On appeal, Plaintiff raises four arguments. See generally Docket No. 13. First, Plaintiff contends that the ALJ improperly rejected the objective medical evidence from Dr. Uzma Zafar, which establishes that her mental impairments meet or equal Listings 12.04 and/or 12.06. Id. at 11-15. Second, Plaintiff contends that the ALJ improperly rejected Dr. Lisa Shaffer's medical opinion. Id. at 15-17. Third, Plaintiff contends that the ALJ erred in rejecting her testimony. Id. at 17-20. Fourth, Plaintiff contends that the ALJ improperly rejected the lay witness testimony. Id. at 20-22.
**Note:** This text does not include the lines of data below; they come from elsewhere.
PR #2408, opened 2025-04-10
Rescope capa

rafael-azevedo:
### What type of PR is this?
This rescopes the capa managed policy in order to remove the requirement of a request tag on ENI that is conditioned in the run-instances call.


fahlmant (approved):
/lgtm
/approve
Begrudingly

PR #2409, opened 2025-04-11
removing managed policy in versioned sts folders

rafael-azevedo:
### What type of PR is this?
Managed policies are not versioned. To remove the ambiguity as to which is the current version being worked on and most up to date this PR remove them from the STS/{verison} folder and moves them into the parent {STS} folder.


joshbranham (commented):
This is a welcome change from my side

/lgtm

PR #2410, opened 2025-04-11
Fix OCMAgentResponseFailureServiceLogsSRE alert

cblecker:
### What type of PR is this?
bug

The current alert will not resolve unless it's been successful for an hour. We don't need to use the avg over time when we are also setting the "for" stanza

A. Objective Medical Evidence

The ALJ gave little weight to Dr. Zafar's opinion because "the record as a whole, including Dr. Zafar's own treatment notes, did not reveal the type of findings that would support Dr. Zafar's finding that [Plaintiff's] mental impairments were so severe as to be disabling." A.R. 23. Plaintiff contends that the treatment records and Dr. Zafar's opinion establish that her bipolar disorder meets the requirements of Listing 12.04, and that her anxiety disorder meets the requirements of Listing 12.06. Id. at 11-13. Plaintiff further contends that the ALJ's finding is improper because the ALJ fails to discuss Dr. Zafar's opinion, does not specify which parts of Dr. Zafar's treatment notes conflicted with his findings, and makes "no attempt to describe what type of findings the ALJ believed should have been present in Dr. Zafar's treatment notes." Id. at 13-14. Finally, Plaintiff contends that the ALJ fails to provide clear and convincing, or specific and legitimate, reasons for rejecting Dr. Zafar's opinion. Id. at 14.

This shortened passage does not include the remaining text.